§ TASK STATEMENT
Your task is to copy every line of the records below that contains "Bullet".

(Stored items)
::::::

Issue #343, opened 2016-06-26
Incorrect transfer of entities in room flipping


vvs-:
There are multiple models with wrong collision flags. Models 61 and 64 in _Tomb of Qualopec_, model 63 in _Atlantis_, model 48 and static 37 in _Tomb of Tihocan_, model 48 in _City of Khamoon_. But the same model can have different flags in the same level, e.g. entities 1 and 28 in _City of Khamoon_. And the most exciting is that if you teleport there from the beginning of the level the flags will be different than if you go there by normal means or even noclip.

vvs-:
I found that it's because room flipping is buggy.

vvs-:
Key 38 is missing in _City of Khamoon_ as well.

vvs-:
Also, entity's trigger layout is not updated in alternate room.

vvs-:
In original engine all doors are transferred deactivated, but switches remained intact. In OT everything is transferred as is.

vvs-:
Keyholes doesn't transfer in OT as well as keys.

Issue #259, opened 2015-08-09
Excessive fuse


vvs-:
There is an excessive fuse in _Natla's Mines_ before a conveyor belt. It shouldn't be there until a conveyor is turned on.

Lwmte:
I believe the reason is we don't currently have functionality for *invisible* item flag. This flag, along with *clear body* flag, was kept in originals along with activation mask and only once flag in same 8-bit bitfield.

vvs-:
Perhaps, it is related to #93 then?

Lwmte:
Oh yes, you are perfectly right! Boat has *invisible* flag set, as I checked it with FexInspect.

Have you just guessed it, or analyzed flag structure for yourself? I'm asking because I still confuse "clear body" and "invisible" flag placement.

vvs-:
I never used any unofficial tools. First of all I don't use Windows. There is everything I need in OpenTomb, except editor :disappointed:

Lwmte:
You can always use Wine! ;)
FexInspect is really cool utility. You can easily analyze level structure with it, including triggers, FloorDara layout, entity positions, light positions, etc. I'd highly recommend it to anyone who's trying to debug original levels.

FexInspect and Wadmerger are two main utilities which I use to analyze original TR data. Without them, the progress on engine development would be MUCH slower.

vvs-:
> You can always use Wine! ;)

Well, it's fat and buggy.

Nevertheless, I think you are right. I'll eventually try to setup Wine for this utilities and most important for editor.

vvs-:
Also, pistols in room 94 have invisible flag set.

vvs-:
There are many invisible entities in TR1, e.g. falling ceiling or movable blocks over Thor room. After implementing invisible flag parsing these movable blocks are not activated in Lua script and remain invisible.

PR #384, opened 2016-09-25
Alt room refactoring

TeslaRus:
alt rooms used only for content store;
no more "check flip" functions: only real_room ptr or Sector_CheckRealRoom(...);
Room collision generation is workaround, because real tween collision between rooms depend on room combination (alt / real version) so there are two ways: 1) generate additional tween collision meshes for ALL room / real room combinations; 2) generate on fly after every World_SetFlipState();
UPD: only 2) is sane solution;


vvs-:
In _Tomb of Qualopec_ portal from room 18 to room 11 doesn't work, Lara can't pass.

In _Cistern_ swapping to water room doesn't transfer its water attribute, only the water surface is seen.

#343 is still valid.

In altroom4 test level Lara starts in a wrong room.

TeslaRus:
"In altroom1 test level room swapping doesn't work." - I test it, it does not works because I stay as is swapping sequence (if I swap 3 cycled rooms from 1 to 3, then 1 made full turn and no changes for 1 (real room), 2 and 3 changed). How to correctly swap rooms? does I need to mark **next_alt_room** as swapped / unswapped (like world.cpp str 976)?

TeslaRus:
> In Cistern swapping to water room doesn't transfer its water attribute, only the water surface is seen.
Thx, forgot flags

TeslaRus:
about altroom initial pickable objects state: in Natla's mines pistols and large med is accessible before 3 puzzle hole  activation (or it is an additional script with objects enabling / disabling)?

vvs-:
> 1 made full turn and no changes for 1 (real room), 2 and 3 changed)
Are you sure it's altroom1? There is only two that should be swapped. One has a raised cube and the other doesn't.

TeslaRus:
if rooms are cycled, swapping does twice, so no visible changes

TeslaRus:
altroom1 passed;
room_flags fixed;
physics crash fixed;
World_FindRoomByPosCogerrence(...) fixed;

vvs-:
There is something wrong with the water rooms in _Cistern_. After swapping rooms, Lara can still swim in the air after climbing from water.

There are no changes in _Tomb of Qualopec_ and altroom4 also.

vvs-:
> about altroom initial pickable objects state: in Natla's mines pistols and large med is accessible before 3 puzzle hole activation (or it is an additional script with objects enabling / disabling)?

I'm not sure. But in TR3 NPC inventory is kept under their feet. Maybe that's the same?

vvs-:
> about altroom initial pickable objects state: in Natla's mines pistols and large med is accessible before 3 puzzle hole activation (or it is an additional script with objects enabling / disabling)?

This is actually described in #259.

vvs-:
In _Natla's Mines_ camera repeatedly bumps into invisible boat static near waterfall.

vvs-:
In _Natla's Mines_ there is something wrong with sector `4,1` in room 28. Lara consistently lose her room ownership and falls out, sometimes into room 20 and sometimes out of level mesh.

vvs-:
altroom2 test was (and still is) broken in 1048ab7c1434340e1793bc5765486f0a6d5c13a3.

TeslaRus:
thanks for info... next I will fix - alt / normal room collision filter (disable / enable function too). 
last commit - only tweens generation fix (waterfall in TR1 map 3)

vvs-:
Seems mature to me. All recent issues that previously appeared in this PR were fixed. #343, #386 and altroom4 are the only problems that were not addressed yet. But maybe that do not belong to this PR after all, I'm not sure.

TeslaRus:
Thanks for feedback - it helps to fix serious bugs in early stage

vvs-:
"altroom4 test can not been passed, because at same time only one room (in alt room sequence) is available for entities / rendering"

Then it should be changed, because in the Core engine this level just works as expected. So, obviously there is no such limitation. Camera there sees only one room at a time, depending on its direction relative to a portal.

PR #389, opened 2016-10-11
Base path

TeslaRus:
added command options to choose game data and resource path, to choose config and autoexec files;


TeslaRus:
TODO: add base_path to font loading script!

src/gameflow.h
```diff
@@ -43,7 +43,7 @@ class CGameflow
 
     uint8_t             getCurrentGameID();
     uint8_t             getCurrentLevelID();
-    const char*         getCurrentLevelName();
+    const char*         getCurrentLevelName(); ///@TODO: delete unused function!
```
Gh0stBlade: I don't recommend deleting this, getCurrentLevelName returns the current level's name. Will be useful for the far future when level end statistics etc will be shown.

TeslaRus: if it returns filename level name, it is duplication (maybe it is better to delete Engine_... version of that function); if it returns name like "Natla's mines" - it should be saved.

PR #391, opened 2016-10-21
zero normals

XProger:


Lwmte:
Interesting... Do you have any idea why it happens? I. e. there was special condition in, maybe, Core Design's AnimEdit utility to generate zero normals for certain vertices?

XProger:
sorry, my pull request is wrong and produce wrong result.
in original we have zero normals for many objects like movable blocks and I have no idea how original engine solve it (or using it for what)
image

vvs-:
Ok. But why not close it yourselves?

Issue #223, opened 2015-07-25
One way passable geometry


vvs-:
In *Temple of the Cat* geometry should be passable from room 81 sector 3,2 to room 69 sector 1,4, but not vice versa.

Lwmte:
Impossible to fix with current physics model.

Lwmte:
The whole problem here is current collisional approach is "sewing" together all the rooms, leaving passages where the doors should be. While I and TeslaRus initially thought it's going to work, eventually it didn't. There are few examples for this, particularly this ticket and #11.

What may work is emulating original collisional approach, when each entity bear particular room ID, and only this room ID is processed for collision. When room is switched via portal sector, collision filter is re-applied and entity uses new room ID mesh for collisions.

The problem here, is we potentially have *lots* of entities in a level, and each entity must process its own collisional routines. Not all of them, but at least dynamic ones - boulders, ragdolls, activated Damocles swords, etc. Also, entities may not overlap when placed in different overlapped rooms. So we must think of a way to process each entity's collision on an individual basis, regarding its current room ID.

We may re-use current collisional room mesh generator for actual heightmap calculation, but that part of code which generates room borders and doors has to go.

T4Larson:
Overlapping rooms seem to be pretty frequent throughout the levels, I've recently been flipped into the wrong room in hall.tr4 some times...
I remember having read that CrystalSpace had similar problems using Bullet. Since it is a portal-engine, it would also allow overlapping rooms - it seems they are going to tackle this with an extra plugin: See http://www.crystalspace3d.org/docs/online/manual/Physics-Bullet.html :
>At least one dynamic system should therefore be created. Usually, one would need one dynamic system per Crystal Space sector, the problem being to switch the dynamic systems when an object crosses a portal. This is not yet made automatically by the ‘Bullet’ plugin, this is however a feature of the WIP ‘physics2’ plugin. 

IMO to get this right in OpenTomb, it is necessary to track each entities current room number (almost as the old engine does it), and probably for every raycast, to ensure the collision is filtered for the correct set of neighbouring rooms...

Lwmte:
Hmm, so unfortunately it's Bullet who limits us here... But surely Erwin Coumans didn't take ancient sector-based pseudo-portalized engine into account when he programmed his physics! :laughing: 

[...]

PR #394, opened 2016-11-06
added dynamic altroom portals tweens generation;

TeslaRus:
now in every success  rooms flipping altroom portal tweens are rebuild-ed;
no more hacky logic: correct in all cases;

### DIFF
--- a/src/room.h
+++ b/src/room.h
@@ -214,7 +214,8 @@ typedef struct room_content_s
 
     float                       ambient_lighting[3];
     struct base_mesh_s         *mesh;                                           // room's base mesh
-    struct physics_object_s    *physics_body;
+    struct physics_object_s    *physics_body;                                   // static physics data
+    struct physics_object_s    *physics_body_dynamic;                           // static physics data
 }room_content_t, *room_content_p;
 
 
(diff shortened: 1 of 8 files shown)


src/room.h
```diff
@@ -214,7 +214,8 @@ typedef struct room_content_s
 
     float                       ambient_lighting[3];
     struct base_mesh_s         *mesh;                                           // room's base mesh
-    struct physics_object_s    *physics_body;
+    struct physics_object_s    *physics_body;                                   // static physics data
+    struct physics_object_s    *physics_body_dynamic;                           // static physics data
```
TeslaRus: fix comment, may be rename field (not good name)

vvs-:
It fixes _Angkor Wat_. I have found no regressions. But #223 is still valid of course.

TeslaRus:
#223 will be fixed / trying to fix in other branch, unfortunately I have no ideas how to fix it now...
that branch is only dynamic walls collision generation for rooms flipping (serious deal);

vvs-:
> unfortunately I have no ideas how to fix it now...
I'm not sure, but I think that once I've seen a bug where Lara was able to pass a collisional portal in one direction, but not in its opposite. I think this was some time during altroom_refactoring in _Tomb of Qualopec_. If I get more time, I'll try to bisect it.

vvs-:
Yes, I was right. This happened in 19d6085899e8c5d723eb352be7d4bb4031f974e7. But it was a special case when Lara climbed up from water. Still it could be an inspiration for a solution.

::::::

§ SOLUTION
I remember having read that CrystalSpace had similar problems using Bullet. Since it is a portal-engine, it would also allow overlapping rooms - it seems they are going to tackle this with an extra plugin: See http://www.crystalspace3d.org/docs/online/manual/Physics-Bullet.html :
>At least one dynamic system should therefore be created. Usually, one would need one dynamic system per Crystal Space sector, the problem being to switch the dynamic systems when an object crosses a portal. This is not yet made automatically by the ‘Bullet’ plugin, this is however a feature of the WIP ‘physics2’ plugin. 
Hmm, so unfortunately it's Bullet who limits us here... But surely Erwin Coumans didn't take ancient sector-based pseudo-portalized engine into account when he programmed his physics! :laughing: 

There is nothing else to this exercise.